Supreme Court not to review Sabarimala case, to examine ‘larger issues- THE HINDU-14-01-2020


Sabarimala women entry


Bench not to go into legality of issues such as the practice of polygamy and ‘nikah-halala’ in Islam. A nine-judge Bench led by Chief Justice of India Sharad A. Bobde on Monday said its objective was not to review the Sabarimala women entry case but examine “larger issues” of law like the prohibition of women from entering mosques and temples to genital mutilation among Dawoodi Bohras and the banning of Parsi women who married inter-faith from entering the fire temple. On November 14, the five-judge Bench led by then Chief Justice Ranjan Gogoi, instead of deciding the Sabarimala review entrusted to it, sought an “authoritative pronouncement” on the Court's power to decide the essentiality of religious practices. Framing seven questions, the Bench referred them to a seven-judge Bench.

These referral questions included whether “essential religious practices” be afforded constitutional protection under Article 26 . Chief Justice Bobde, who succeeded Justice Gogoi, formed a Bench of nine rather than seven judges to examine these referred questions which concern multiple faiths.

Directive to lawyers:

The court posted the case for hearing after three weeks.
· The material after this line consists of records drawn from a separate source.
PR #1459, opened 2025-04-07
Remove Env from extern functions

### LINKED ISSUE #1402: Remove Env from the contract extern functions
I noticed today while debugging generated contract functions that there's a warning on the `Env` that is included in the extern contract function signatures saying that:
```
warning: `extern` fn uses type `Env`, which is not FFI-safe
   --> tests/account/src/lib.rs:309:14
    |
309 |         env: soroban_sdk::Env,
    |              ^^^^^^^^^^^^^^^^ not FFI-safe
    |
```

We could omit the Env in this function since we can instantiate it at the start of the function in Wasm builds.

Once upon a time both the test framework and real invocations when built to Wasm went through the same function which is why the Env was a parameter, but since then the extern function now only gets used externally when built to Wasm, so the parameter is unnecessary.

### LINKED ISSUE #1458: wasm32 builds reporting C-ABI warning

The Bench would not go into the individual facts of the various petitions that make the body of the case before it. “We will decide questions of law on women's entry to mosques/temples, genital mutilation by Dawoodi Bohras, entry of Parsi women who marry outside their community into fire temple. We will not decide individual facts of each case,” Chief Justice Bobde addressed the lawyers in the courtroom.

Senior lawyers’ contention:

“This Court cannot tell how religion is to be practised,” Mr. Dhavan submitted. They drew the Bench's attention to the Shrirur Mutt judgment of the Supreme Court of 1954. According to the 62-year-old verdict, the essentiality of religious practices should be decided in accordance with the religious doctrines of each faith. The Supreme Court has limited power of judicial review, they argued.

The 1954 judgment held that any regulation could only extend to religious practices and activities which were economic, commercial or political in their character. “The only reason to refer this to a nine-judge Bench seems to be that Shirur Mutt was decided by a seven-judge Bench. But no one has questioned that judgment,” Ms. Jaising said.